Stored data:
::::::::

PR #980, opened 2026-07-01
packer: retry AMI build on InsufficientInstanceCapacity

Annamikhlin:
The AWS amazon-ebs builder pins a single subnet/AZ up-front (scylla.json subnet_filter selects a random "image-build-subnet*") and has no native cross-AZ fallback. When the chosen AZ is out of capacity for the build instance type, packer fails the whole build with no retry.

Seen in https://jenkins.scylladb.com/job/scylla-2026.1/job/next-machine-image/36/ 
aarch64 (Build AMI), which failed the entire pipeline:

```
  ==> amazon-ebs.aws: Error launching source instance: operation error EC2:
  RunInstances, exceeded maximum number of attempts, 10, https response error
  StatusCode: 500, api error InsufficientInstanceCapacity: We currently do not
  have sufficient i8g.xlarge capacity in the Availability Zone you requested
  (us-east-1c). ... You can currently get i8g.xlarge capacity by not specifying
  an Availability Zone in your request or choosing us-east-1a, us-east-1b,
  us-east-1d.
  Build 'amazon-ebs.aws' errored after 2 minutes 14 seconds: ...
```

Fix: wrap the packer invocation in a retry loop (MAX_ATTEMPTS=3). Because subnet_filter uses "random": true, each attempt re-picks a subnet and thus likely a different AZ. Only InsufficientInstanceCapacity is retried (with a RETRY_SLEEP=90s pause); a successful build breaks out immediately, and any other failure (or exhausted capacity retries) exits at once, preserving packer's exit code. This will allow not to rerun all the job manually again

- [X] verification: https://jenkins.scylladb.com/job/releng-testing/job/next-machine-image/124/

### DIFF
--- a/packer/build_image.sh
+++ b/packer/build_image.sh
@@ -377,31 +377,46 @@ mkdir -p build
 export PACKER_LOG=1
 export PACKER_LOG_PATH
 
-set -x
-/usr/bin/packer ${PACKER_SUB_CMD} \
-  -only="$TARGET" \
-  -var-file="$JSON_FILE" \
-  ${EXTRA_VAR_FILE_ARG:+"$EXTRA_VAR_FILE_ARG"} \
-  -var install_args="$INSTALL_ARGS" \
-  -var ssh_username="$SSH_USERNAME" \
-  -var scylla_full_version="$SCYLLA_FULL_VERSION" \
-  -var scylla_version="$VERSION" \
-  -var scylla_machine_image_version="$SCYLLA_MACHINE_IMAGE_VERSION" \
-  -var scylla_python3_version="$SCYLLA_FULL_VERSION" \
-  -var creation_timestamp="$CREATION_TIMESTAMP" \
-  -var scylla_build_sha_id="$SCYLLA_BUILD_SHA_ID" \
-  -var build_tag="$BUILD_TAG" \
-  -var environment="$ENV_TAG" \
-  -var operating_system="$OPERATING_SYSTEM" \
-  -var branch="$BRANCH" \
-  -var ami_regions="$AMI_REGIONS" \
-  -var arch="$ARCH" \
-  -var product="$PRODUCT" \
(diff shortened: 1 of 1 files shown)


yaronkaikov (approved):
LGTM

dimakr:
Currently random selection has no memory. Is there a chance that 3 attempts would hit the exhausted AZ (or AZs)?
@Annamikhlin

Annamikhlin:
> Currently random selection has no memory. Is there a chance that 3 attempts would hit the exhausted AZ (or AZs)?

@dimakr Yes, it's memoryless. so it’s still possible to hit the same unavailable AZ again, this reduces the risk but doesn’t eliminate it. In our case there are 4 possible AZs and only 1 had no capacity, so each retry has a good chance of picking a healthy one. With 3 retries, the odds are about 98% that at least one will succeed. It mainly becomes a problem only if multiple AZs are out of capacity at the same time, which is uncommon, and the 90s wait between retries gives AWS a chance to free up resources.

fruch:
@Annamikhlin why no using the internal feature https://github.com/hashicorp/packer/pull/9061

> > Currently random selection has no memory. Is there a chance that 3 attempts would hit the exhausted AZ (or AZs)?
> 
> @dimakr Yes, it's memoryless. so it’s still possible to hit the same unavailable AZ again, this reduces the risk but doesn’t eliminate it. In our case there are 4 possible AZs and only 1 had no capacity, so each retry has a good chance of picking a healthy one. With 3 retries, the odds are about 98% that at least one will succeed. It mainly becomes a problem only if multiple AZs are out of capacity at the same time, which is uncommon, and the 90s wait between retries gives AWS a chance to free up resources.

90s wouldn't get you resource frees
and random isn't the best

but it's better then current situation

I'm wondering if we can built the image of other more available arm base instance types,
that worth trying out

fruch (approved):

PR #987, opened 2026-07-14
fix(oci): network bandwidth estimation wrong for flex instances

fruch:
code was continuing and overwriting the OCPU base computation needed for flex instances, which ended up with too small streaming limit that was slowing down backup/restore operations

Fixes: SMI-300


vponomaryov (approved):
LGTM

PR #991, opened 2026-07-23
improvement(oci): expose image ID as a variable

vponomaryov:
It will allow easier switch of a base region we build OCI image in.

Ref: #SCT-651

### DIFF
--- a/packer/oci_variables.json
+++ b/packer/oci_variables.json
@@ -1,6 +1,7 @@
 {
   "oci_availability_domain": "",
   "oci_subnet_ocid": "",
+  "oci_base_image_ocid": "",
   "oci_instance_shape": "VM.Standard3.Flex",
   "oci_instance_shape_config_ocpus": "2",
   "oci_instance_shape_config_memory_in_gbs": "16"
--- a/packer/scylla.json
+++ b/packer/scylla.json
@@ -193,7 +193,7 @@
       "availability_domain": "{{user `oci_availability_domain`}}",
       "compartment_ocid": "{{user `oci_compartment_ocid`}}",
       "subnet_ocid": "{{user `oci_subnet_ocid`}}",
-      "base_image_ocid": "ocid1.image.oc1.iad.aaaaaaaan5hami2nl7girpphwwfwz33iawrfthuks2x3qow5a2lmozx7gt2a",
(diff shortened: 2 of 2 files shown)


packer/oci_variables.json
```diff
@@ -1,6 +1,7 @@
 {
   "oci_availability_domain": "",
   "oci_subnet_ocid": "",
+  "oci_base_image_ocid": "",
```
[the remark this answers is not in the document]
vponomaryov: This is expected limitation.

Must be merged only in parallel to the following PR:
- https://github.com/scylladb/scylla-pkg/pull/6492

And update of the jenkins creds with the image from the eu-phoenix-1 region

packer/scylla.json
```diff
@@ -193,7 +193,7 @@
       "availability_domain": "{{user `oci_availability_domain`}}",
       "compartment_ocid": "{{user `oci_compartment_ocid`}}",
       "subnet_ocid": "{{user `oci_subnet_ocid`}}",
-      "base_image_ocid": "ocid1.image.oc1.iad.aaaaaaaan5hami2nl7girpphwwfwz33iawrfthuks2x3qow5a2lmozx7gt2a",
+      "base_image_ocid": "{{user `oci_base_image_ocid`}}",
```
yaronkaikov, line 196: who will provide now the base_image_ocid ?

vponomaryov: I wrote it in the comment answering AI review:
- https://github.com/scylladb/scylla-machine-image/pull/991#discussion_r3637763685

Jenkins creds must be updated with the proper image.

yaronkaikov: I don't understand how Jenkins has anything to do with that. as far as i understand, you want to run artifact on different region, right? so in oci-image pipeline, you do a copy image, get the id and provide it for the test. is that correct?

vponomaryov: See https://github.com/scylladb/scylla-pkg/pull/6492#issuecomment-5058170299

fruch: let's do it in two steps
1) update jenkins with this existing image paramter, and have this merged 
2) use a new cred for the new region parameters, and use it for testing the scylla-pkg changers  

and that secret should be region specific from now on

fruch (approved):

::::::::

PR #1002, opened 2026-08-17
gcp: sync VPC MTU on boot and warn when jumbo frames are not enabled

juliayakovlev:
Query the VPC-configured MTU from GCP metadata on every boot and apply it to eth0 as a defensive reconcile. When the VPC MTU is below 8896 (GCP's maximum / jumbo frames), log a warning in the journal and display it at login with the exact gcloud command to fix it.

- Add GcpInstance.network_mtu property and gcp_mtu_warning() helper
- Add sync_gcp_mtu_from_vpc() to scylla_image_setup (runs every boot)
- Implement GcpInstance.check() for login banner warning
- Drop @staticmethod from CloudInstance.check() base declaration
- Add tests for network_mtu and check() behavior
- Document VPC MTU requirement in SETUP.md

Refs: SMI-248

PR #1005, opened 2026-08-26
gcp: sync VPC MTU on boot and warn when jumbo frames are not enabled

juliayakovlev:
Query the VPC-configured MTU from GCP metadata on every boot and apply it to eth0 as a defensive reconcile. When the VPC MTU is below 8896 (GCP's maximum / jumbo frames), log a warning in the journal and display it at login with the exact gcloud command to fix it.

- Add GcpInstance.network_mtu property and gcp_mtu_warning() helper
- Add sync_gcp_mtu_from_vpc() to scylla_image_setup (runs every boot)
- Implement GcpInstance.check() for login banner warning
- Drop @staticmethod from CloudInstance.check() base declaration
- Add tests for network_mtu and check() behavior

::::::::

What you should do ▸ Extract each line from the entries above that contains the string "shown".

Expected answer ▸
(diff shortened: 1 of 1 files shown)
(diff shortened: 2 of 2 files shown)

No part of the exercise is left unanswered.